> _EXERCISE DIRECTIONS_: Extract each line from the entries below that has the string "time" in it.

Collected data
★ ★ ★ ★ ★ ★ ★
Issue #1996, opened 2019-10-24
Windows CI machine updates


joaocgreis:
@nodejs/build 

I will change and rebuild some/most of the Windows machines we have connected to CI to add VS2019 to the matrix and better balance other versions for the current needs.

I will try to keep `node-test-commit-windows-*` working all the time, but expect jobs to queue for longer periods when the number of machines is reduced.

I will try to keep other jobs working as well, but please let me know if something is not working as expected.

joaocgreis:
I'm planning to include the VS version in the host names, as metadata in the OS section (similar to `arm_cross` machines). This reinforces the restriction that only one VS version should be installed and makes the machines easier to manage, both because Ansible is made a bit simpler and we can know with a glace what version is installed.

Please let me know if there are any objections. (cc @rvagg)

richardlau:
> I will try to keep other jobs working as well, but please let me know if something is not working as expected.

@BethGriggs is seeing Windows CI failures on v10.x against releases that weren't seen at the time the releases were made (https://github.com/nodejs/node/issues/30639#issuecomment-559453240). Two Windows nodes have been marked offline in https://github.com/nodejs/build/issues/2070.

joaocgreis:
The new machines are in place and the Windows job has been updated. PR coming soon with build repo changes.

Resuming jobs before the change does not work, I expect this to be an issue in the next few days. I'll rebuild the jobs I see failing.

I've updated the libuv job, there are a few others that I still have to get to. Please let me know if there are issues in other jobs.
★ ★ ★ ★ ★ ★ ★
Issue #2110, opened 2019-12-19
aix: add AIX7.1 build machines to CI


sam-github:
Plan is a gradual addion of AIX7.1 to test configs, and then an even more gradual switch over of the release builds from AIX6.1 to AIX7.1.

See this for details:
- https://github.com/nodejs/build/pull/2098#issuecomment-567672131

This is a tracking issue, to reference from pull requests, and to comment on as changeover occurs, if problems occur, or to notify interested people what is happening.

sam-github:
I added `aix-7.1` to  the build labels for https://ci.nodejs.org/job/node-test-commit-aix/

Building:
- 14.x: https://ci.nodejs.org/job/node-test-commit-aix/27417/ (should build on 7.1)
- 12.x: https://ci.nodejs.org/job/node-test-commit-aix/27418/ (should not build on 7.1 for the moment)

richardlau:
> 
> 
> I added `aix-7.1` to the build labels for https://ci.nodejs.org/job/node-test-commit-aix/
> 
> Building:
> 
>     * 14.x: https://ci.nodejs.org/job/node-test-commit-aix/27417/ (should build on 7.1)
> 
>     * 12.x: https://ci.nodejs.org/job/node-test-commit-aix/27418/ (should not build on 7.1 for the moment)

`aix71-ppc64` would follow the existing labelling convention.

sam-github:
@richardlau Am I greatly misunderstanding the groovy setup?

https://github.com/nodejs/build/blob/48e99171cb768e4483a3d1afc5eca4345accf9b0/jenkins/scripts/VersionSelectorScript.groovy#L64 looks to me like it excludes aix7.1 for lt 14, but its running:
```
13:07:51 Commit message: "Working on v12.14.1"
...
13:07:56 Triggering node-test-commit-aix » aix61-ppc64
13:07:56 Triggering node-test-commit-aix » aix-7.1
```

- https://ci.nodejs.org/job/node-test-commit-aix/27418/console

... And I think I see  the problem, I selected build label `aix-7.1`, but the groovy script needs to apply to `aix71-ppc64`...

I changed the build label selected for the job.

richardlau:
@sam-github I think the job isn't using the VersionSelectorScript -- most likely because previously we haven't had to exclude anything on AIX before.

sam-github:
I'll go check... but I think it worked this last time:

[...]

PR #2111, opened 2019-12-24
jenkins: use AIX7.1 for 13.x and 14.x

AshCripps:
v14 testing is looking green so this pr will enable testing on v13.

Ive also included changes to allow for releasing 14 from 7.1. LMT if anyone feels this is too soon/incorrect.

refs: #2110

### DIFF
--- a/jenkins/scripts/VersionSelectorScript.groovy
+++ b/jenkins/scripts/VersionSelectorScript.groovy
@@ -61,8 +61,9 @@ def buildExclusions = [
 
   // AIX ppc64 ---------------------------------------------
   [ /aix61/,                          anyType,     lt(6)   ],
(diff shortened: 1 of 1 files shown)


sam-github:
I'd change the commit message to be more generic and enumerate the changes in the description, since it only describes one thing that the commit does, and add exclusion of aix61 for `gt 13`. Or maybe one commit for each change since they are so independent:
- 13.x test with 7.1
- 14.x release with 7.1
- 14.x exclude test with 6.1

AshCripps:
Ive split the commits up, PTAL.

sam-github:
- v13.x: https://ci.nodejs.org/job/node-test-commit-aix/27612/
★ ★ ★ ★ ★ ★ ★
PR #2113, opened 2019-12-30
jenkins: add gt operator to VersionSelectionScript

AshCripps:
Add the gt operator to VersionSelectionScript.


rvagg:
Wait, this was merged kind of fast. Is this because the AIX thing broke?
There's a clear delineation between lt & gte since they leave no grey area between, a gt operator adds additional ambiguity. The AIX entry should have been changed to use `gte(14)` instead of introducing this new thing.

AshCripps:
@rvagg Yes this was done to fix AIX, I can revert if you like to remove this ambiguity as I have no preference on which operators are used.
★ ★ ★ ★ ★ ★ ★
> _ANSWER TO THIS TASK_:
I will try to keep `node-test-commit-windows-*` working all the time, but expect jobs to queue for longer periods when the number of machines is reduced.
@BethGriggs is seeing Windows CI failures on v10.x against releases that weren't seen at the time the releases were made (https://github.com/nodejs/node/issues/30639#issuecomment-559453240). Two Windows nodes have been marked offline in https://github.com/nodejs/build/issues/2070.
I'll go check... but I think it worked this last time:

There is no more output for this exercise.